I like the word pendantic,look it up...its a doosey.Your question about a straight line ain't a simple one.Straight?But what are you referencing to?

One way is if you had for instance a dead flat(google surface plates used in machine shops,luthier work)plane and you laid a bow on its side you could reference off surface plate and "scribe" a cntr line.......it would be as straight as the SP(surface plate).Whether or not thats the true cntr line of the bow is open for discussion.....a topic that can be beat to death with a cpl interesting tangents.

In fast fwd,gotta get this bow finished or we don't get paid sort of way......a "sheared",straight pce of sheet metal is used more often than not.In use it bends to follow limb and is marked accordingly.But in the world of metrology,everybody has an opinion.The discussion of this sheet metal "trick" can go off the deep end as well.

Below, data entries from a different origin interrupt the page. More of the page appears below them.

PR #4273, opened 2022-12-28
MNT: re-add lost comments from setup.cfg

neutrinoceros:
## PR Summary
In #4271 I forgot to manually migrate comments contained in `setup.cfg`. This fixes that.

### DIFF
--- a/pyproject.toml
+++ b/pyproject.toml
@@ -44,15 +44,15 @@ requires-python = ">=3.8"
 dependencies = [
     "cmyt>=1.1.2",
     "ipywidgets>=8.0.0",
-    "matplotlib!=3.4.2,>=3.2",
+    "matplotlib!=3.4.2,>=3.2", # keep in sync with tests/windows_conda_requirements.txt
     "more-itertools>=8.4",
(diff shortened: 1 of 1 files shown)


matthewturk (commented):
I seem to remember @chrishavlin having had some issue with this.  Or am I misremembering?

neutrinoceros:
issues with what ?

matthewturk:
My memory is vague, but something about comments needing to be on different lines.

neutrinoceros:
Ah, maybe I see what you mean. Before migrating to `pyproject.toml` we actually had a minor issue with formatting because we were using `setup-cfg-fmt` (a formatter dedicated to `setup.cfg`), but it doesn't know how to preserve comments _unless_ they are on the same line as actual data, which is why we adopted this format previously. It's true that the constraint is gone now so we can indeed move comments to separate lines if anyone cares. Let me know !

matthewturk (dismissed):

neutrinoceros:
rebased to resolve conflicts

matthewturk (approved):

PR #4277, opened 2022-12-30
TYP: fix mypy warnings about unchecked hints

neutrinoceros:
## PR Summary

fix current warning from mypy:
```
yt/data_objects/data_containers.py: note: In member "__init__" of class "YTDataContainer":
8
yt/data_objects/data_containers.py:91: note: By default the bodies of untyped functions are not checked, consider using --check-untyped-defs  [annotation-unchecked]
```

It'd be useful to turn these notes into proper errors to avoid leaking them constantly, I'll look into it.

### DIFF
--- a/yt/data_objects/data_containers.py
+++ b/yt/data_objects/data_containers.py
@@ -2,7 +2,7 @@ import abc
 import weakref
 from collections import defaultdict
 from contextlib import contextmanager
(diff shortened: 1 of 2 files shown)


neutrinoceros:
I found no way to configure mypy to treat those as errors. I may report that as an issue later but in the mean time this is ready for review

matthewturk (approved):

PR #4281, opened 2023-01-02
BUG: fix a regression in yt.load where '/Users/robcleme' and '~' path weren't expanded

### LINKED ISSUE #4280: BUG: yt.load("~...") doesn't work anymore
### Bug report

**Bug summary**

up until yt 4.0.5, this used to work

```python
import yt

yt.load("~/path/to/my/data")
```
in yt 4.1.x it doesn't (because the `~` is not expanded).

Without running a bisection it seems pretty clear that the breaking change was in #3525, and I can say it wasn't intentional. Luckily the fix is trivial.

neutrinoceros:
fix #4280

### DIFF
--- a/yt/loaders.py
+++ b/yt/loaders.py
@@ -85,7 +85,7 @@ def load(
     yt.utilities.exceptions.YTAmbiguousDataType
         If the data format matches more than one class of similar specilization levels.
     """
-    fn = os.fspath(fn)
+    fn = os.path.expanduser(fn)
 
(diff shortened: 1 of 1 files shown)


matthewturk (approved):

neutrinoceros:
@matthewturk Sorry I dismissed your approval when I pushed again after realising that `os.path.expanduser(os.fspath(...))` was redundant (`os.fspath(...)` is already called in `os.path.expanduser`)

matthewturk (approved):

PR #4284, opened 2023-01-08
DOC: (devguide) improvements to "How to build a frontend" docs

neutrinoceros:
Follow up to #4272

### DIFF
--- a/doc/source/developing/creating_frontend.rst
+++ b/doc/source/developing/creating_frontend.rst
@@ -170,7 +170,7 @@ example of how this is implemented in the FLASH frontend:
 
     class FLASHFieldInfo(FieldInfoContainer):
         known_other_fields = (
-            ...("magx", (b_units, [], "B_x")),  # Note there is no alias here
+            ("magx", (b_units, [], "B_x")),  # Note there is no alias here
             ("magy", (b_units, [], "B_y")),
             ("magz", (b_units, [], "B_z")),
             ...,
--- a/doc/source/developing/creating_frontend.rst
+++ b/doc/source/developing/creating_frontend.rst
@@ -3,10 +3,6 @@
 Creating A New Code Frontend
 ============================
 
-.. warning: This section is not yet updated to work with yt 3.0.  If you
-            have a question about making a custom derived quantity, please
-            contact the mailing list.
-
 yt is designed to support analysis and visualization of data from
 multiple different simulation codes. For a list of codes and the level
 of support they enjoy, see :ref:`code-support`.
--- a/doc/source/developing/creating_frontend.rst
+++ b/doc/source/developing/creating_frontend.rst
@@ -335,3 +335,6 @@ needs to be delayed until actually needed. This is achieved by importing a wrapp
 
 Such import statements can live at the top of a module without generating overhead or errors
 in case the actual package isn't installed.
+
+If the extra third party dependency is new, a new import wrapper must also be added. To do so, 
+follow the example of the existing wrappers in ``yt.utilities.on_demand_imports.py``.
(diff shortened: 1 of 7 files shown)


neutrinoceros:
switching to draft for now because I'd like to revisit this after #4285 goes in

chrishavlin:
sure! happy to take a look.

doc/source/developing/creating_frontend.rst
```diff
@@ -317,3 +317,21 @@ And that just about covers it. Please feel free to email
...
+At runtime, extra third party dependencies should be loaded lazily, meaning their import
+needs to be delayed until actually needed. This is achieved by importing a wrapper from
+``yt.utitilies.on_demand_imports.py``, instead of the actual package like so
+
+.. code-block:: python
+
+    from yt.utilities.on_demand_imports import _mypackage as mypackage
+
+Such import statements can live at the top of a module without generating overhead or errors
+in case the actual package isn't installed.
```
chrishavlin, line 337:
```suggestion
in case the actual package isn't installed.

If the extra third party dependency is new, a new import wrapper must also be added. To do so, 
follow the example of the existing wrappers in ``yt.utilities.on_demand_imports.py``.
```

Maybe this sentence should go earlier, but I thought it was worth explicitly mentioning (even though it **should** be obvious that you can't import `_mypackage` if it doesn't exist yet)... 

I think the existing wrappers should be clear enough for someone to use as examples, but if you felt like it, it wouldn't hurt to explicitly document how to write a new on demand wrapper (inherit from `OnDemand`, add `safe_import` functions for any submodules that you will need, etc.).

yt/frontends/amrvac/fields.py
```diff
@@ -162,6 +161,7 @@ def dust_to_gas_ratio(field, data):
             )
 
     def setup_fluid_fields(self):
+        from yt.fields.magnetic_field import setup_magnetic_field_aliases
```
chrishavlin, line 164: what's the reason for moving the import statements (here and in the other frontend fields.py files)? Doesn't seem related to the focus of the PR. That said, it's such a small change that I don't mind tacking it on here, I'd just like to understand the change a bit more...

doc/source/developing/creating_frontend.rst
```diff
@@ -28,6 +24,10 @@ be classified into a couple categories:
    either all data in a region or a subset of that data.
 
 
+Note that a frontend can be built as an external package. This is useful to
+develop and maintain a maturing frontend at your own pace. For technical details, see
```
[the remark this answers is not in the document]
neutrinoceros: oh absolutely. In fact I wanted to do exactly that and ... forgot, so it seemed ?

yt/frontends/amrvac/fields.py
neutrinoceros: I took the opportunity to go thought [the whole page about frontend development](https://yt-project.org/docs/dev/developing/creating_frontend.html) and found [this paragraph](https://yt-project.org/docs/dev/developing/creating_frontend.html#creating-aliases-for-magnetic-fields), and most importantly this sentence:
> This function should always be imported and called from within the setup_fluid_fields method of the FieldInfoContainer.

So TBH I don't know _why_ this is the recommendation, but I noticed a misalignment with the reality of existing frontends and picked the easiest way to make them aligned again.

chrishavlin: Oh interesting. I wonder why. in any case, makes sense now, thanks!

doc/source/developing/creating_frontend.rst
neutrinoceros: I think your suggestion covers it satisfyingly, and has the great advantage of not easily getting out-of-sync with the code !

doc/source/developing/creating_frontend.rst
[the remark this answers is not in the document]
neutrinoceros: done !

chrishavlin (approved):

Then theres another way that can be just as accurate,albeit dependant on how well you can "grind" a limb.It basically involves getting a scrap string on asap.Just get a cpl grooves filed/machined onto limb tips.....A reference line transcribed from bow form(if applicable)really speeds this up.......once string is on,and this is a tough process to describe,you look at the way the limb wants to go.Viewing it from every conceivable angle.The limbs get ground on the side to get everything in alignment.Kinda like a chiropractor in its ambiguous'ness.IOW's if you trace a sheet metal pattern on limb,that'll only get you so far.........Theory vs the Practical.It IS a wood based limb(assumption here),so sometimes the practical solutions aren't always in alignment(haha)with accepted metrology practice.

JMO here......on a longbow,the skinnier the limbs the easier it is to get it tuned.On a recurve,the skinnier the limbs the harder to get the alignment.And on the latter,the more Hi-perf(think tight radius limb tips)the limb design the harder to accomplish.Its a case where how much % of total limb width is required to remove to move tip in desired direction.......further,on laminated limbs......your total taper per inch much influences this tuning.Which explains why manuf. stick to rather "soft" tapers of 1 or 2 thousandths per inch.Go to .004 and variable tapers and it gets real complicated real fast.

Good luck,take notes........and don't be afraid to mess some stuff up.........its all part of the process,BW


----------



## Woodenhorse (May 24, 2011)

How about using a laser level to project the straight line?


----------



## BWSmith (Aug 24, 2010)

Woodenhorse,yes that can work.......but like most ideas/notions it isn't without certain pitfalls.Off the top of my head would say that most lasers are a touch wide in projected width of beam.And they don't behave precise enough in high heat......the beam is affected by the density of air,and can wonder.

But thats just a cpl points,both of which are known and if you understand them,it very well may be the ticket.We've used them to good effect checking/straightening M/C frames,another one of those hard to calc shape sort of things.BW


----------